Problem requirements
Look through the data below, and copy each line that carries the word "little".

Records shown section start

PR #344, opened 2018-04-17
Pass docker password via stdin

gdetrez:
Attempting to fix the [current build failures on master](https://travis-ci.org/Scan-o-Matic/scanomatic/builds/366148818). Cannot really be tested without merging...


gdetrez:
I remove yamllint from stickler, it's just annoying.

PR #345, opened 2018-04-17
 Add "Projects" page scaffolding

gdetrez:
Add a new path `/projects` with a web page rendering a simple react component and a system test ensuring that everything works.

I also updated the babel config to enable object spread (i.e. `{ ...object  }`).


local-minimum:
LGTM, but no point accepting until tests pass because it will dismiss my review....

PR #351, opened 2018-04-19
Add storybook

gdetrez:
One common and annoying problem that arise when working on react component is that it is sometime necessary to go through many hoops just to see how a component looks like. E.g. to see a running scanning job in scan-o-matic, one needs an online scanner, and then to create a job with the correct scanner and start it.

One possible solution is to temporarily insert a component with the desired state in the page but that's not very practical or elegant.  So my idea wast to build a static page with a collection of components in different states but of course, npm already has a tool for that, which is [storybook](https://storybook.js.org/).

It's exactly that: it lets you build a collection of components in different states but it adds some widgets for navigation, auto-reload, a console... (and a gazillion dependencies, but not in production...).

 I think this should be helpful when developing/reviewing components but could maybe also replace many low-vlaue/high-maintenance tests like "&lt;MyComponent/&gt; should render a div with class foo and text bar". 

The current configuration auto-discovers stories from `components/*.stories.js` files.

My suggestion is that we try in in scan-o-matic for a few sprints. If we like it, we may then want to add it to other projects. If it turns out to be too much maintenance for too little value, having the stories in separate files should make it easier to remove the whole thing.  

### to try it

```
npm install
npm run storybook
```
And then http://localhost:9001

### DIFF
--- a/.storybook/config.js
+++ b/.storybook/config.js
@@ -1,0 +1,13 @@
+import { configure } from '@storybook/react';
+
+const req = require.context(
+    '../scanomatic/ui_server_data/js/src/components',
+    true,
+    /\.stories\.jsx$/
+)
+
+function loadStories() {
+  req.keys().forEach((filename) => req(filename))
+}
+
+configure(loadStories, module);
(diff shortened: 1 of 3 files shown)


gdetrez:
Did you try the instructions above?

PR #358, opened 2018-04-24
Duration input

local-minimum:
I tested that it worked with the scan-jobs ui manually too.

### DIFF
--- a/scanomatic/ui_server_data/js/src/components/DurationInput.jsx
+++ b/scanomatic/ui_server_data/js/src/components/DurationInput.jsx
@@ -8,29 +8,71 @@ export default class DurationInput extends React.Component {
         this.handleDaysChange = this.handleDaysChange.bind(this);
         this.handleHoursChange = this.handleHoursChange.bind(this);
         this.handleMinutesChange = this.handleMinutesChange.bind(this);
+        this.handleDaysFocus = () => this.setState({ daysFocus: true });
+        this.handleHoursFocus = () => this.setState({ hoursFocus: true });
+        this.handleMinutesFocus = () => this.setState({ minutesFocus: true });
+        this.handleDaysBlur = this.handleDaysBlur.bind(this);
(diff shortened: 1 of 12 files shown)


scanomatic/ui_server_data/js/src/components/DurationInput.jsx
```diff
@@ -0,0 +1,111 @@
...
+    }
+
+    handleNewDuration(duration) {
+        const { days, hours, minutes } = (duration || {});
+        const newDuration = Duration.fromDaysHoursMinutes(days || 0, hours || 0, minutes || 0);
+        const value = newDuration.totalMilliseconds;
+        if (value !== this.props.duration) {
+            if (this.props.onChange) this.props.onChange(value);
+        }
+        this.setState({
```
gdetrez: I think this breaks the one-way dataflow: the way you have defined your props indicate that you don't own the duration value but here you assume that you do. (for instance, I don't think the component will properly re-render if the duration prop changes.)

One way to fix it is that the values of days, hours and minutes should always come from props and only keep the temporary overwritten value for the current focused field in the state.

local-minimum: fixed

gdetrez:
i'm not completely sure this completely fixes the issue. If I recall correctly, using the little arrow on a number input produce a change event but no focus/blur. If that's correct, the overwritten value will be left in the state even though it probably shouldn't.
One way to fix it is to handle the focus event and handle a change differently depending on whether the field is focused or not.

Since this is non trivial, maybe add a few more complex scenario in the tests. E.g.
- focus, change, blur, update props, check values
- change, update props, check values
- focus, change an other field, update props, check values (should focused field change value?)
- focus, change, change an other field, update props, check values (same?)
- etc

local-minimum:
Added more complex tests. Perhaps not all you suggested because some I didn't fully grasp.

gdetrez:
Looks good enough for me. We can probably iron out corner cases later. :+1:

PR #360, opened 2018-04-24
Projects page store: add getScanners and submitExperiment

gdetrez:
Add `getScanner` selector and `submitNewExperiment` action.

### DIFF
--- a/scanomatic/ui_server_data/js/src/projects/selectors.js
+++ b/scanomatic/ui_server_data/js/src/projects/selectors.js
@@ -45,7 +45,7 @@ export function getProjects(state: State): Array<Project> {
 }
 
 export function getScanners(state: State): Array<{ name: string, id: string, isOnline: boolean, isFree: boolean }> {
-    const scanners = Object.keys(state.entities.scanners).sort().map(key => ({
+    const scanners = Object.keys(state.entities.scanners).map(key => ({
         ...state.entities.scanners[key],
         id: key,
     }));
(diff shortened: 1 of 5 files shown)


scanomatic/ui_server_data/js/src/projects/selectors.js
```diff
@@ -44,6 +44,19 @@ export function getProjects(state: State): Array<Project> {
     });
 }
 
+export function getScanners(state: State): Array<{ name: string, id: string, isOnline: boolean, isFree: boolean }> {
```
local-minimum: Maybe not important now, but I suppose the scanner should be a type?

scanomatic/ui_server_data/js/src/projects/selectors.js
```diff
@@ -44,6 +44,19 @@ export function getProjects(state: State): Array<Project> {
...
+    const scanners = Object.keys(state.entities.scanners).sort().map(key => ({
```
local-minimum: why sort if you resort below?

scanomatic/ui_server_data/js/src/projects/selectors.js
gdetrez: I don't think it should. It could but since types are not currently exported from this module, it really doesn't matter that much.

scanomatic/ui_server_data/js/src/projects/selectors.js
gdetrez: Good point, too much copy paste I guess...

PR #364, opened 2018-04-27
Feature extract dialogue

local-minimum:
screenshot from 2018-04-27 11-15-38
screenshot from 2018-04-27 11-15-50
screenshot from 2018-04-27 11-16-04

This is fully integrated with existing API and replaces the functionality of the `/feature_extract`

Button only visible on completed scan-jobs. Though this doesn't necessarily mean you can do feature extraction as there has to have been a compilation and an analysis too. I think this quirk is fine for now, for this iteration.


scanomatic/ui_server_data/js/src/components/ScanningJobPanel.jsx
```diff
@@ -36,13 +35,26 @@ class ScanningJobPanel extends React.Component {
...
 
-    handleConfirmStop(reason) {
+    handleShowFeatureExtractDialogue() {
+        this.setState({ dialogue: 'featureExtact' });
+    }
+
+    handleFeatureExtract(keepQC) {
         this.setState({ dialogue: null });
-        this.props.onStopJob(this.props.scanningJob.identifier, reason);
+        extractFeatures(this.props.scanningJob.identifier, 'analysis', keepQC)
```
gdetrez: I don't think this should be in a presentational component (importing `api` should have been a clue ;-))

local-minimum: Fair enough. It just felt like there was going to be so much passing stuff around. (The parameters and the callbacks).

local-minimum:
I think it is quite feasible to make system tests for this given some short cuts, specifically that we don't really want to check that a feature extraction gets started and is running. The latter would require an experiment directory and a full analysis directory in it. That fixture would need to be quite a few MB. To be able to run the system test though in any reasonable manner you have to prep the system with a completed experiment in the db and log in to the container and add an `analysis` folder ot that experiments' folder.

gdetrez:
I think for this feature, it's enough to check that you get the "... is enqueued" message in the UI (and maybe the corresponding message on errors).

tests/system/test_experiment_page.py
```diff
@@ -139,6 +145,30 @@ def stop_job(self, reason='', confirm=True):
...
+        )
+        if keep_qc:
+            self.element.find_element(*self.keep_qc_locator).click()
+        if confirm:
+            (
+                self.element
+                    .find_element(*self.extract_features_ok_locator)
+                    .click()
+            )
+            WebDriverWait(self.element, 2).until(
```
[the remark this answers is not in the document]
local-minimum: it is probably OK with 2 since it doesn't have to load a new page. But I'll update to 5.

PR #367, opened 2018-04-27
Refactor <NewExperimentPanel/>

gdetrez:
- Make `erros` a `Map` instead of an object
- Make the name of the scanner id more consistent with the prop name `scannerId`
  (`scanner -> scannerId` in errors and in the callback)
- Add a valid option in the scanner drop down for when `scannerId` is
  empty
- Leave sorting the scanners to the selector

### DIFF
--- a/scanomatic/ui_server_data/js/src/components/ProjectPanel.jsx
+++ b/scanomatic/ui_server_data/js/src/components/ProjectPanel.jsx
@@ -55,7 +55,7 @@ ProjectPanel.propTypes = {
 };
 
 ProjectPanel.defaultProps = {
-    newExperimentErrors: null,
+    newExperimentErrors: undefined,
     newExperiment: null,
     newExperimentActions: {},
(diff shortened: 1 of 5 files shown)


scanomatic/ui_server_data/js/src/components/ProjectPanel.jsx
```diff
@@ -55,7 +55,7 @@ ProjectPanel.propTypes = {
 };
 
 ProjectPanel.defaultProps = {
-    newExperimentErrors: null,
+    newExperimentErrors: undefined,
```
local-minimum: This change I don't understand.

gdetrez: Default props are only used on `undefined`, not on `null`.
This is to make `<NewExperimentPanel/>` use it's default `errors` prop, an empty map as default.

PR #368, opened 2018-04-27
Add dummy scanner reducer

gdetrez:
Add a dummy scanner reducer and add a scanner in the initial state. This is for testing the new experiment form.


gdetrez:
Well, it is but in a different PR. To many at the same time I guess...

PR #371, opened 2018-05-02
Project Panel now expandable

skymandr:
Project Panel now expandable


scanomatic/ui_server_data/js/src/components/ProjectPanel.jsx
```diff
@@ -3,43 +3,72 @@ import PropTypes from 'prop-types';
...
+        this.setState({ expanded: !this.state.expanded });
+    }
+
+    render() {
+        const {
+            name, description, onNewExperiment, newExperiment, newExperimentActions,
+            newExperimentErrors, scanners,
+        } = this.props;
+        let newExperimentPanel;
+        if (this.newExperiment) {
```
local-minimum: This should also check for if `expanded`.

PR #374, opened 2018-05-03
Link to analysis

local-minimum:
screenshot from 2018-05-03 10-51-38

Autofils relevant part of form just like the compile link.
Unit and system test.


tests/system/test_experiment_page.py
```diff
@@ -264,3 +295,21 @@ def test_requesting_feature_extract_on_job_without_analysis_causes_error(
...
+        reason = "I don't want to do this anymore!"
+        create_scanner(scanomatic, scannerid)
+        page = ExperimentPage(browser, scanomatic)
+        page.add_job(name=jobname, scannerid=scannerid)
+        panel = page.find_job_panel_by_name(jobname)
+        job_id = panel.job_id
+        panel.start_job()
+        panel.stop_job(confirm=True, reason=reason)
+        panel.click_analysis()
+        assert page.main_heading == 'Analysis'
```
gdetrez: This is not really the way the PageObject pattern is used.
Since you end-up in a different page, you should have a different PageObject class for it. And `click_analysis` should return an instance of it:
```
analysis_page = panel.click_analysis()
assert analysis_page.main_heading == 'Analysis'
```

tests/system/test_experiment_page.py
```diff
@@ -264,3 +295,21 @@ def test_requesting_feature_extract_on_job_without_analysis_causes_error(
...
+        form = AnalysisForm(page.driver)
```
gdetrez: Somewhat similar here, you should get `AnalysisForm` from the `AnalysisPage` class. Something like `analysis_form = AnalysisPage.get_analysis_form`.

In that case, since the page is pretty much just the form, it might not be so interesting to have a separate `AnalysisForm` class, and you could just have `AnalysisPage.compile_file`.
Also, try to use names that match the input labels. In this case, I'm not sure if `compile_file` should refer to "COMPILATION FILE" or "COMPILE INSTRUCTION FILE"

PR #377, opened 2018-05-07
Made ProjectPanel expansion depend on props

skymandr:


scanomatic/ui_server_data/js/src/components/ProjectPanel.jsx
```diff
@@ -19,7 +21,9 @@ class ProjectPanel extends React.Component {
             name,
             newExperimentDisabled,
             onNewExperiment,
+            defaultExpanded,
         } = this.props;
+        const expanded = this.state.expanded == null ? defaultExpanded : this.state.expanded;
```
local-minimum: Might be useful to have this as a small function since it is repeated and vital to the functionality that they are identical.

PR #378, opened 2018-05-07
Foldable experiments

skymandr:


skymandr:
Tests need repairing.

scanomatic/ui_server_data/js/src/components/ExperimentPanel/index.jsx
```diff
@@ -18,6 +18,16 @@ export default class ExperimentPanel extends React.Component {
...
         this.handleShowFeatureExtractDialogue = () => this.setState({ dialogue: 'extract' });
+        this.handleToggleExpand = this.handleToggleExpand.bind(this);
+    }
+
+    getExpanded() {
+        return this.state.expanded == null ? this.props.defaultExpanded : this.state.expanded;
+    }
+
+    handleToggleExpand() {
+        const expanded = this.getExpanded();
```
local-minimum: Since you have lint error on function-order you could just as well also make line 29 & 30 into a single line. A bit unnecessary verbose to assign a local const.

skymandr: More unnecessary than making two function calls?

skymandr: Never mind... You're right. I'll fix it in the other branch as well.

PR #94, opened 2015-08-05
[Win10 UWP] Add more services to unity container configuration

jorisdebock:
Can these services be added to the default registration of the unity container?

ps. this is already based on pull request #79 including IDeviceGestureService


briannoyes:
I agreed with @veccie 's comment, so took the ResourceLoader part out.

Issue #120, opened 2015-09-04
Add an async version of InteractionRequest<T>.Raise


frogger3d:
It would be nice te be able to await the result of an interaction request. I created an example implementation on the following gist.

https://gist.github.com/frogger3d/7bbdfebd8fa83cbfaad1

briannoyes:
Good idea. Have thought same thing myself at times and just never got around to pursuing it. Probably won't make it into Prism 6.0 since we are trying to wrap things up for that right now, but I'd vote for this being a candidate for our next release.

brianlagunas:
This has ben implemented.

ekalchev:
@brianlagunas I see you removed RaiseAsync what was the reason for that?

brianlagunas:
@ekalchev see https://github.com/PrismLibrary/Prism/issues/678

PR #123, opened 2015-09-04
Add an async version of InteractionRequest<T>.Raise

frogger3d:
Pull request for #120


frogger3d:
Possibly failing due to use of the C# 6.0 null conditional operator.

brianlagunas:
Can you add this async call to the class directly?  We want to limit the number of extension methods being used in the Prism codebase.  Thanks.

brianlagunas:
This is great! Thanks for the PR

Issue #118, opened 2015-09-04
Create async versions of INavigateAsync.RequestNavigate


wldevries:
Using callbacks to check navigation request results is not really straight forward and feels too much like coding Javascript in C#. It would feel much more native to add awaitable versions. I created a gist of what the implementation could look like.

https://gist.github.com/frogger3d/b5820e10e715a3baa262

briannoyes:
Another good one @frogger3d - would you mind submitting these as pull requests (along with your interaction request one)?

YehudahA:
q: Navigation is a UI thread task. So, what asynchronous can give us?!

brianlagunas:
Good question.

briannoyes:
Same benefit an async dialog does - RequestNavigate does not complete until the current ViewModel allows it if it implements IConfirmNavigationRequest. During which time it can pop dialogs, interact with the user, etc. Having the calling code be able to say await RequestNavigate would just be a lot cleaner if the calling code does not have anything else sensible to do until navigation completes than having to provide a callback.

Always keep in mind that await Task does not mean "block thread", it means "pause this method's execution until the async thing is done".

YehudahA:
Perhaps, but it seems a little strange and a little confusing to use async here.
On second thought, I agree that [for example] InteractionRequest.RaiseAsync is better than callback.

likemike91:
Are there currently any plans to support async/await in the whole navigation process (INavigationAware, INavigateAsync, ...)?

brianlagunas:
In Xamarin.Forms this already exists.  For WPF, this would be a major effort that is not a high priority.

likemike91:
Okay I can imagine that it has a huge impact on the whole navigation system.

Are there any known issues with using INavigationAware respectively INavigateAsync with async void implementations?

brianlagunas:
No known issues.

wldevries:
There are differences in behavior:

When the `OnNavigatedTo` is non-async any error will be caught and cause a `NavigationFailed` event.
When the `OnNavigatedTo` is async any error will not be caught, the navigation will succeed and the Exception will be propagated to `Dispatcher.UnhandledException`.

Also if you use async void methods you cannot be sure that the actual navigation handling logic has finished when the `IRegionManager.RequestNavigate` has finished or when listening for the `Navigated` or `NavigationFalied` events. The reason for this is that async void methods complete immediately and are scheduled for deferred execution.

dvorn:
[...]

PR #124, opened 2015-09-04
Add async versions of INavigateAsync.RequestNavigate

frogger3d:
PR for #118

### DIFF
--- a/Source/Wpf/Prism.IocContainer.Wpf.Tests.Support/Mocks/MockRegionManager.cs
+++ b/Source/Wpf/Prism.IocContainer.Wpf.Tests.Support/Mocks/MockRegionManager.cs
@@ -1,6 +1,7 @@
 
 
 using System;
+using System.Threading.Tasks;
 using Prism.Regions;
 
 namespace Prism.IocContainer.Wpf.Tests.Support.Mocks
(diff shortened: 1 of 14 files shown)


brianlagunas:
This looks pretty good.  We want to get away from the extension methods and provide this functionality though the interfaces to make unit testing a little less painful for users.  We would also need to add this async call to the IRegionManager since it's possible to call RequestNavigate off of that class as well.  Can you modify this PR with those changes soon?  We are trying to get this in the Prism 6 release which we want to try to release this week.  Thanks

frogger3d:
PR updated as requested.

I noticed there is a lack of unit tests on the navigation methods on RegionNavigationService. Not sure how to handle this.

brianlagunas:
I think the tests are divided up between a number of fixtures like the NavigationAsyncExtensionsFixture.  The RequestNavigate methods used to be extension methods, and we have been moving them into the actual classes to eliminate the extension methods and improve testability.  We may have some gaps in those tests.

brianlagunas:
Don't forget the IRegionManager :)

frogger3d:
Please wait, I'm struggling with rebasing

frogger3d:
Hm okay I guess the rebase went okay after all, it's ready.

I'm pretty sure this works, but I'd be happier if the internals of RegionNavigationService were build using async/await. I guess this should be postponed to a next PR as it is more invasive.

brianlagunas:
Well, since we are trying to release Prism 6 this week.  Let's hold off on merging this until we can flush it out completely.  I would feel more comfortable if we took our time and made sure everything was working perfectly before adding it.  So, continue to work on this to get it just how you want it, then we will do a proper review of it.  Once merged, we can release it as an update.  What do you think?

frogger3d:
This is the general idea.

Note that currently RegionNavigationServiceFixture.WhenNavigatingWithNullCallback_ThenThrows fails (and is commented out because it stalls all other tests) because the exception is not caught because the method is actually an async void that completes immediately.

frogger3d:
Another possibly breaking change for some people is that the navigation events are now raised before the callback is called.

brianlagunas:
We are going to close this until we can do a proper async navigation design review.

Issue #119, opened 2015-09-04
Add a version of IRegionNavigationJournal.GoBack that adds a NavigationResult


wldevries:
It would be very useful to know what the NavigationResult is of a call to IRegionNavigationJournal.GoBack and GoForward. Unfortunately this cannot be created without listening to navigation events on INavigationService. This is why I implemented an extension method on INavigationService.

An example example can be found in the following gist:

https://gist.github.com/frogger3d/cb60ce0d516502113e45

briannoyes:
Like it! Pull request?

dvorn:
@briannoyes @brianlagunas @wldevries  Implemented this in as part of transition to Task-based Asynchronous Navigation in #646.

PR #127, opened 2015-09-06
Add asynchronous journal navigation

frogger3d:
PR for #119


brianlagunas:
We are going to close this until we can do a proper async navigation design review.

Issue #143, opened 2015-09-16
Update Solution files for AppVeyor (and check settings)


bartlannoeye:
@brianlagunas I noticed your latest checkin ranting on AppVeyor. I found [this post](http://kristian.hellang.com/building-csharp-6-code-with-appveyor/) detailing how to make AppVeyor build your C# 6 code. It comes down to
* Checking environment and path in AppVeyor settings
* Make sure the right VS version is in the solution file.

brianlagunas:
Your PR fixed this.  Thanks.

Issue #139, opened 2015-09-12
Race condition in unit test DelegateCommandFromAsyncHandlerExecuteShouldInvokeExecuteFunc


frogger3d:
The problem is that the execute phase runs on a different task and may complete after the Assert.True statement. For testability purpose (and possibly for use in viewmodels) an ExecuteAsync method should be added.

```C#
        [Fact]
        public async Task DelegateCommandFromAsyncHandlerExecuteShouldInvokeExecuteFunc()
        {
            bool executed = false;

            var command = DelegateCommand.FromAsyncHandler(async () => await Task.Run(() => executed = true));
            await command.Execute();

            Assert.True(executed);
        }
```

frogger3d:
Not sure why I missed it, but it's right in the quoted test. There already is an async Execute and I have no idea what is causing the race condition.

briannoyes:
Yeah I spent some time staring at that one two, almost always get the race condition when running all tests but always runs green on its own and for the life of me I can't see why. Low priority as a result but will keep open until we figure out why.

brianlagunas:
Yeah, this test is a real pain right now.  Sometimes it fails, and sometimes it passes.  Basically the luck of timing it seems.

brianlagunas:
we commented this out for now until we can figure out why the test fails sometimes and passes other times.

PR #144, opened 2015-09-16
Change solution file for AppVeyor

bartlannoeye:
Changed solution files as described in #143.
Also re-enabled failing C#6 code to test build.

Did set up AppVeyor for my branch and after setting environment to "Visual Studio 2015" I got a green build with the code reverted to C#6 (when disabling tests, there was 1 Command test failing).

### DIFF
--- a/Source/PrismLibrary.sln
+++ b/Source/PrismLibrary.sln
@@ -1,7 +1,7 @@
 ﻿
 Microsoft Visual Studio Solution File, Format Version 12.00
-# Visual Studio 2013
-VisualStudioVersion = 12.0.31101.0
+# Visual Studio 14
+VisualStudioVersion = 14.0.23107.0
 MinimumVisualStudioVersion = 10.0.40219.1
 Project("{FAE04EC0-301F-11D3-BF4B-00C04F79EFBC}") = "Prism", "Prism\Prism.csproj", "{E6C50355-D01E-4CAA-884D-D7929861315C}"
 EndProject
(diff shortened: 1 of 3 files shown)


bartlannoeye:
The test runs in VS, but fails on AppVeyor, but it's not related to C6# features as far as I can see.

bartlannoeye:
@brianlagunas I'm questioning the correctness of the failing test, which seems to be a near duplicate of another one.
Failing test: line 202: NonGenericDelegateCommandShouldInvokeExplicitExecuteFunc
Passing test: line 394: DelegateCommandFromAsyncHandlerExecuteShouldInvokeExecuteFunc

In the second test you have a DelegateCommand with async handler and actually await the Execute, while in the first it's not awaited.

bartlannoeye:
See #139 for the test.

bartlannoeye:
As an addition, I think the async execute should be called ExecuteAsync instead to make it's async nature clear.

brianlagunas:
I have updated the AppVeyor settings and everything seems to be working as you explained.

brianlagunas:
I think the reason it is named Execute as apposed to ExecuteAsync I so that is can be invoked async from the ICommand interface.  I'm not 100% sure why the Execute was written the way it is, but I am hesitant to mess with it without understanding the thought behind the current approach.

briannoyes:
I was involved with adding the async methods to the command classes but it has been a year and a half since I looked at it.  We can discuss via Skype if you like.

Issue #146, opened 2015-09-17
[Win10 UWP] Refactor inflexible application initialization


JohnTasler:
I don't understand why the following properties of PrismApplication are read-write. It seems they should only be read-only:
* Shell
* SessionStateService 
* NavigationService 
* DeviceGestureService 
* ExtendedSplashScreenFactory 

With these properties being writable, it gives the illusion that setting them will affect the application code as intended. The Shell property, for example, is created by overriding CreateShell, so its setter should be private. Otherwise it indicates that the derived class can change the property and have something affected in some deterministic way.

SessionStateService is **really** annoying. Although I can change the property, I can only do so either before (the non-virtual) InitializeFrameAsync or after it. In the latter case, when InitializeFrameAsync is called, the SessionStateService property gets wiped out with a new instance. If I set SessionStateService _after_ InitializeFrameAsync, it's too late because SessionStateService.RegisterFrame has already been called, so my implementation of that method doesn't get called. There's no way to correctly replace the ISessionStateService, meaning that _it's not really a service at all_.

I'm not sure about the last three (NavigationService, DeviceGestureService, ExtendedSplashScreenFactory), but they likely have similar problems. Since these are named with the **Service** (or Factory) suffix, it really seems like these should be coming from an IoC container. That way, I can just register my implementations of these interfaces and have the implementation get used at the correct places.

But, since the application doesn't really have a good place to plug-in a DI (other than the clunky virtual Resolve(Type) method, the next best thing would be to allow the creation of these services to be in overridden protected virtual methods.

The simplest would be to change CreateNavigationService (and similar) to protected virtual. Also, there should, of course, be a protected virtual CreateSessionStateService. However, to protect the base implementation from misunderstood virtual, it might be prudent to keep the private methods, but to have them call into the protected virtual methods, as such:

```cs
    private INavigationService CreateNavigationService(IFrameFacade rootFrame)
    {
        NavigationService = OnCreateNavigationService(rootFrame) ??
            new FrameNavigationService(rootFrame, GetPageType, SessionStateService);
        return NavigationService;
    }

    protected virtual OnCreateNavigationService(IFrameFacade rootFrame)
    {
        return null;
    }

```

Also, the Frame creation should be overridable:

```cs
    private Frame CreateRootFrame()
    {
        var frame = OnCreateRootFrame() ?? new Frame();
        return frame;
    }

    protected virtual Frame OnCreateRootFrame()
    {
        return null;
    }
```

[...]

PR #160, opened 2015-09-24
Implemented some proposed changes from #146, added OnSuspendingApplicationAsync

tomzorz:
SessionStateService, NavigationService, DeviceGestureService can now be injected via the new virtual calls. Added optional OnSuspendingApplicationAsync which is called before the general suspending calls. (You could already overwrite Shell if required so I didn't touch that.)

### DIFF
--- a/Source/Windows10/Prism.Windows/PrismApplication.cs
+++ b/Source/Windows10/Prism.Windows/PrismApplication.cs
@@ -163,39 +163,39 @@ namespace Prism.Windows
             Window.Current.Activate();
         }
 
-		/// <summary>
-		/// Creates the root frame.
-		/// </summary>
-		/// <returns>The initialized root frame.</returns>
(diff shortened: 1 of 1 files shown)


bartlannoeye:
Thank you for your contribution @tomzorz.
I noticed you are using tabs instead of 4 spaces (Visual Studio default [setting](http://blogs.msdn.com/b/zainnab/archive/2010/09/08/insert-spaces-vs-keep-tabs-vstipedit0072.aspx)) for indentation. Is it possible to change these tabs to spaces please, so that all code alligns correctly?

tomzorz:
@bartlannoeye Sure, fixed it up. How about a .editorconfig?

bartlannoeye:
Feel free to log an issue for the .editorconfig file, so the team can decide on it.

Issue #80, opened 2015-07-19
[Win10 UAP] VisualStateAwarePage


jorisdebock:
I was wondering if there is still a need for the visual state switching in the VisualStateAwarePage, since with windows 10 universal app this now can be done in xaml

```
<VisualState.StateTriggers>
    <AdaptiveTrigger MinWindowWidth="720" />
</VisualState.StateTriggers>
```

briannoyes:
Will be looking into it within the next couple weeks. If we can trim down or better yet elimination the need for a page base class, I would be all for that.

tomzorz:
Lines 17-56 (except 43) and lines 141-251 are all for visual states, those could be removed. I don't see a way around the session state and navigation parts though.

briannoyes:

Records shown section end

Answer to the problem
My suggestion is that we try in in scan-o-matic for a few sprints. If we like it, we may then want to add it to other projects. If it turns out to be too much maintenance for too little value, having the stories in separate files should make it easier to remove the whole thing.  
i'm not completely sure this completely fixes the issue. If I recall correctly, using the little arrow on a number input produce a change event but no focus/blur. If that's correct, the overwritten value will be left in the state even though it probably shouldn't.
Perhaps, but it seems a little strange and a little confusing to use async here.
This looks pretty good.  We want to get away from the extension methods and provide this functionality though the interfaces to make unit testing a little less painful for users.  We would also need to add this async call to the IRegionManager since it's possible to call RequestNavigate off of that class as well.  Can you modify this PR with those changes soon?  We are trying to get this in the Prism 6 release which we want to try to release this week.  Thanks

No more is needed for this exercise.